(Data entries)
---+---

PR #3982, opened 2024-06-30
fix(isolated-declarations): if declarations is referenced in `declare global` then keep it

### LINKED ISSUE #3981: isolatedDeclaration: The related types inside `declare global {}` should also be kept in the result even if they are not exported
For example:

```typescript
function MyFunction() {
  return 'here is my function'
}

function MyOtherFunction() {
  return 'here is my other function'
}

export { MyOtherFunction }

declare global {
  interface Window {
    MyFunction: typeof MyFunction
  }
}

window.MyFunction = MyFunction
```

MyFunction is not exported but is attached to the global `window` object, so the MyFunction types should be included in the `d.ts` file even if it is not exported.

The following are the results of the comparison using tsc and oxc-transform:

```typescript
// by tsc
declare function MyFunction(): string;
declare function MyOtherFunction(): string;
export { MyOtherFunction };
declare global {
    interface Window {
        MyFunction: typeof MyFunction;
    }
}
```

```typescript
// by oxc-transform
declare function MyOtherFunction(): string;
export { MyOtherFunction };
declare global {
	interface Window {
		MyFunction: typeof MyFunction;
	}
}
```

The file generated by oxc-transform is missing: `declare function MyFunction(): string;`

Dunqing:
close: #3981

### DIFF
--- a/crates/oxc_isolated_declarations/src/lib.rs
+++ b/crates/oxc_isolated_declarations/src/lib.rs
@@ -144,6 +144,7 @@ impl<'a> IsolatedDeclarations<'a> {
                         }
                         Declaration::TSModuleDeclaration(decl) => {
                             if decl.kind.is_global() {
+                                self.scope.visit_ts_module_declaration(decl);
                                 transformed_indexes.push(new_stmts.len());
                             }
                         }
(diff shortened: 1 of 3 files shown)


Dunqing:
* **#3982** <a href="https://app.graphite.dev/github/pr/oxc-project/oxc/3982?utm_source=stack-comment-icon" target="_blank">Graphite</a> 👈
* `main`

<h2></h2>

Dunqing:
Seems merging in Graphite cannot auto close linked issues? Can you check it? @Boshen

PR #7796, opened 2024-12-11
fix(linter): Fix unicorn/prefer-query-selector to use the correct replacement for getElementsByClassName

### LINKED ISSUE #7794: prefer-query-selector fixer is incorrect and breaks code
the fixer here is not correct, the arguments are different for `getElementsByClassName` and `querySelectorAll`.  One is a list of class names and the other is a query selector.

_Originally posted by @ezpuzz in https://github.com/oxc-project/oxc/issues/1068#issuecomment-2533449188_

nrayburn-tech:
Note: This uses a regex to replace multiple instances of whitespace with ` .`.  May not be the most performant, so if there's a simple alternative I can change to that instead.

cc @camc314, I know this was assigned to you but I just wanted to throw something quick together while I had a minute.  Feel free to use this, or decline it and write your own.

Fixes #7794.

### DIFF
--- a/crates/oxc_linter/src/rules/unicorn/prefer_query_selector.rs
+++ b/crates/oxc_linter/src/rules/unicorn/prefer_query_selector.rs
@@ -3,7 +3,6 @@ use oxc_diagnostics::OxcDiagnostic;
 use oxc_macros::declare_oxc_lint;
 use oxc_span::{GetSpan, Span};
 use phf::phf_map;
-use regex::Regex;
 
 use crate::{context::LintContext, rule::Rule, utils::is_node_value_not_dom_node, AstNode};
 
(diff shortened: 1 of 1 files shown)


crates/oxc_linter/src/rules/unicorn/prefer_query_selector.rs
```diff
@@ -127,9 +128,19 @@ impl Rule for PreferQuerySelector {
                     // argument_expr.span().source_text(ctx.source_text());
                     let source_text = fixer.source_range(argument_expr.span());
                     let quotes_symbol = source_text.chars().next().unwrap();
-                    let sharp = if cur_property_name.eq(&"getElementById") { "#" } else { "" };
+                    let argument = match *cur_property_name {
+                        "getElementById" => format!("#{literal_value}"),
+                        "getElementsByClassName" => format!(
+                            ".{}",
+                            Regex::new(r"\s+").unwrap().replace_all(literal_value, " .")
```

---+---

WHAT TO WORK ON
Copy out each line of the data exactly.

RESULT OF THE EXERCISE
PR #3982, opened 2024-06-30
fix(isolated-declarations): if declarations is referenced in `declare global` then keep it

### LINKED ISSUE #3981: isolatedDeclaration: The related types inside `declare global {}` should also be kept in the result even if they are not exported
For example:

```typescript
function MyFunction() {
  return 'here is my function'
}

function MyOtherFunction() {
  return 'here is my other function'
}

export { MyOtherFunction }

declare global {
  interface Window {
    MyFunction: typeof MyFunction
  }
}

window.MyFunction = MyFunction
```

MyFunction is not exported but is attached to the global `window` object, so the MyFunction types should be included in the `d.ts` file even if it is not exported.

The following are the results of the comparison using tsc and oxc-transform:

```typescript
// by tsc
declare function MyFunction(): string;
declare function MyOtherFunction(): string;
export { MyOtherFunction };
declare global {
    interface Window {
        MyFunction: typeof MyFunction;
    }
}
```

```typescript
// by oxc-transform
declare function MyOtherFunction(): string;
export { MyOtherFunction };
declare global {
	interface Window {
		MyFunction: typeof MyFunction;
	}
}
```

The file generated by oxc-transform is missing: `declare function MyFunction(): string;`

Dunqing:
close: #3981

### DIFF
--- a/crates/oxc_isolated_declarations/src/lib.rs
+++ b/crates/oxc_isolated_declarations/src/lib.rs
@@ -144,6 +144,7 @@ impl<'a> IsolatedDeclarations<'a> {
                         }
                         Declaration::TSModuleDeclaration(decl) => {
                             if decl.kind.is_global() {
+                                self.scope.visit_ts_module_declaration(decl);
                                 transformed_indexes.push(new_stmts.len());
                             }
                         }
(diff shortened: 1 of 3 files shown)


Dunqing:
* **#3982** <a href="https://app.graphite.dev/github/pr/oxc-project/oxc/3982?utm_source=stack-comment-icon" target="_blank">Graphite</a> 👈
* `main`

<h2></h2>

Dunqing:
Seems merging in Graphite cannot auto close linked issues? Can you check it? @Boshen

PR #7796, opened 2024-12-11
fix(linter): Fix unicorn/prefer-query-selector to use the correct replacement for getElementsByClassName

### LINKED ISSUE #7794: prefer-query-selector fixer is incorrect and breaks code
the fixer here is not correct, the arguments are different for `getElementsByClassName` and `querySelectorAll`.  One is a list of class names and the other is a query selector.

_Originally posted by @ezpuzz in https://github.com/oxc-project/oxc/issues/1068#issuecomment-2533449188_

nrayburn-tech:
Note: This uses a regex to replace multiple instances of whitespace with ` .`.  May not be the most performant, so if there's a simple alternative I can change to that instead.

cc @camc314, I know this was assigned to you but I just wanted to throw something quick together while I had a minute.  Feel free to use this, or decline it and write your own.

Fixes #7794.

### DIFF
--- a/crates/oxc_linter/src/rules/unicorn/prefer_query_selector.rs
+++ b/crates/oxc_linter/src/rules/unicorn/prefer_query_selector.rs
@@ -3,7 +3,6 @@ use oxc_diagnostics::OxcDiagnostic;
 use oxc_macros::declare_oxc_lint;
 use oxc_span::{GetSpan, Span};
 use phf::phf_map;
-use regex::Regex;
 
 use crate::{context::LintContext, rule::Rule, utils::is_node_value_not_dom_node, AstNode};
 
(diff shortened: 1 of 1 files shown)


crates/oxc_linter/src/rules/unicorn/prefer_query_selector.rs
```diff
@@ -127,9 +128,19 @@ impl Rule for PreferQuerySelector {
                     // argument_expr.span().source_text(ctx.source_text());
                     let source_text = fixer.source_range(argument_expr.span());
                     let quotes_symbol = source_text.chars().next().unwrap();
-                    let sharp = if cur_property_name.eq(&"getElementById") { "#" } else { "" };
+                    let argument = match *cur_property_name {
+                        "getElementById" => format!("#{literal_value}"),
+                        "getElementsByClassName" => format!(
+                            ".{}",
+                            Regex::new(r"\s+").unwrap().replace_all(literal_value, " .")
```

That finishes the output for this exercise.